(Stored items from a collection)
Issue #3215, opened 2018-12-13
DT[TRUE] can lead to invalid key


mattdowle:
I didn't realize `DT[TRUE]` was a way to achieve a shallow copy.  shallow copy was only intended for internal use. Thanks to @renkun-ken for highlighting this in #3214.

In v1.11.8 we see this :   
```R
DT = data.table(id = 1:5, key="id")
DT1 = DT[TRUE]
key(DT1)
[1] "id"
DT1[3, id:=6L]
key(DT1)
# NULL
DT$id
# [1] 1 2 6 4 5     # should be 1:5
key(DT)
# [1] "id"              # invalid key
```

It only occurs after `DT[TRUE]`, iiuc, which hopefully folk have not discovered or relied on too much?!   I hope the usage out there is like @renkun-ken described to add new columns to the shallow copy,  not to change existing columns!

renkun-ken:
Yes, setkey, changing existing columns cannot be used on the shallow copy since columns themselves are not copied.

jangorecki:
If we won't allow to make shallow copy with `dt[TRUE]` this issue will be automatically resolved.

mattdowle:
Eventually. But in the meantime, we can't break @renkun-ken's workflow.
More detail here: https://github.com/Rdatatable/data.table/issues/3214#issuecomment-462490046

jangorecki:
the following code could be added to tests to ensure copy behaviour
```r
DT = data.table(a=c(1,2), b=c("b","a"))
address(DT)
address(DT[])
address(DT[, .SD])
address(DT[TRUE])
sapply(DT, address)
sapply(DT[], address)
sapply(DT[, .SD], address)
sapply(DT[TRUE], address)
```

MichaelChirico:
Now that we have regex search in GitHub we can get a better sense of how this is used downstream:

https://github.com/search?q=lang%3AR+%2F%28%5B%5E%21%3D%3E%3C%5D%3D%7C%3C-%29%5B+%5D*%5Ba-z0-9._%5D%2B%5C%5B%5B+%5D*TRUE%5B+%5D*%5C%5D%2F&type=code

(a bit hard to ensure it's `[.data.table` statically so this is all "assignment of `name[TRUE]`")

Really rare usage pattern indeed. Here's one usage that per the comment assumes `[TRUE]` is inducing a copy:

[...]

PR #4947, opened 2021-03-30
Fix #4783 with a designated option

### LINKED ISSUE #4783: Inconsistent semantics after setDT
```
> d1 <- data.frame(a=c(1,2,3,4), b=c(2,3,4,5))
> d2 <- d1
> setDT(d2)  # At this point d2 is a shallow copy of d1, pointing to the same columns
```

Do modifications to `d2` impact `d1`?  We could live with both 'yes' or 'no', but the answer is _sometimes_:
```
d2[, b:=3:7]         # (1) impacts only d2
d2[, c:=4:8]         # (2) impacts only d2
d2[!is.na(a), b:=31] # (3) impacts both
d2[, b:=30]          # (4) impacts both
```
In cases 1&2 `d2` 'plunks' the full columns into itself and `d1` isn't affected. In cases 3 & 4 it seems that operation-in-place optimization kicks in (`address(d2$b)` is unchanged), so there is no copy-on-write and data still pointed to by `d1` is overwritten.

These semantic discrepancies make (the otherwise great) setDT unusable to us except in the most trivial scripts.

`#` `Output of sessionInfo()`
R version 3.6.1 (2019-07-05)
Matrix products: default

OfekShilon:
This PR adds an option that disables in-place assignment - thereby solving #4783 and also indirectly the old #3215.
The option is currently initialized to TRUE (old behaviour) - but at least for us the right initialization is FALSE (fixed behaviour).

Measurements on various size DTs show that the added performance overhead (extra allocations) is definitely manageable.


OfekShilon:
This continues the discussion in [this PR](https://github.com/Rdatatable/data.table/pull/4902)

OfekShilon:
I'm not sure how to continue - all tests pass for me locally.  Could it be a merge conflict I missed?

inst/tests/tests.Rraw
```diff
@@ -17264,12 +17271,40 @@ if (identical(x, enc2native(x))) {
...
+
+# In-place assignment can leak to origin DF, #4783
+ orig.opt <- options(datatable.assign.inplace=TRUE)
+ d <- data.frame(a=c(1,2), b=c(1,2))
+ df <- d
+ setDT(d)
+ d[, a:=c(10, 11)]  # not leaking to df
+ test(2164.2, df$a[1], 1)
+ d[!is.na(a), b:=c(20,21)]  # leaks to df
+ test(2166, df$b[1], 20)
```
MichaelChirico, line 17291: the issue is test numbering. here is 2166, next is 2164.3 -- tests should be in increasing order in the file.

OfekShilon: Thanks! I just added another commit (with other improvements) and hopefully this is fixed.

PR #4959, opened 2021-04-20
credit Michael for PR in news item

tdhock:
also remove diff.prev because that was just the column name in the issue example (not related to the bugfix)


mattdowle:
Thanks @tdhock for clearing this up.
It seems that @MichaelChirico gave you credit for the PR in his PR so it seems like he meant for reporting. The background is that historically we haven't been crediting ourselves in the news items. That came from years ago when it was mainly Arun and I. Then when @jangorecki and @MichaelChirico have contributed regularly in recent years, I suggested they continue in the same way. However, now we have more regular contributors, perhaps this should be revised and we should credit ourselves in each news item going forward.  Maybe all the news items in the last few releases should be made consistent in this regard.

tdhock:
Ok, thanks, just wanted to make sure it was clear that I reported the issue but not the PR/fix.
My day job is mainly academic research at the university so maybe I'm too obsessed with "giving credit where it is due" haha.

**ACTIVITY:** Find the lines above that include the string "make" and copy them.

**RESPONSE BELOW:**
If we won't allow to make shallow copy with `dt[TRUE]` this issue will be automatically resolved.
These semantic discrepancies make (the otherwise great) setDT unusable to us except in the most trivial scripts.
Ok, thanks, just wanted to make sure it was clear that I reported the issue but not the PR/fix.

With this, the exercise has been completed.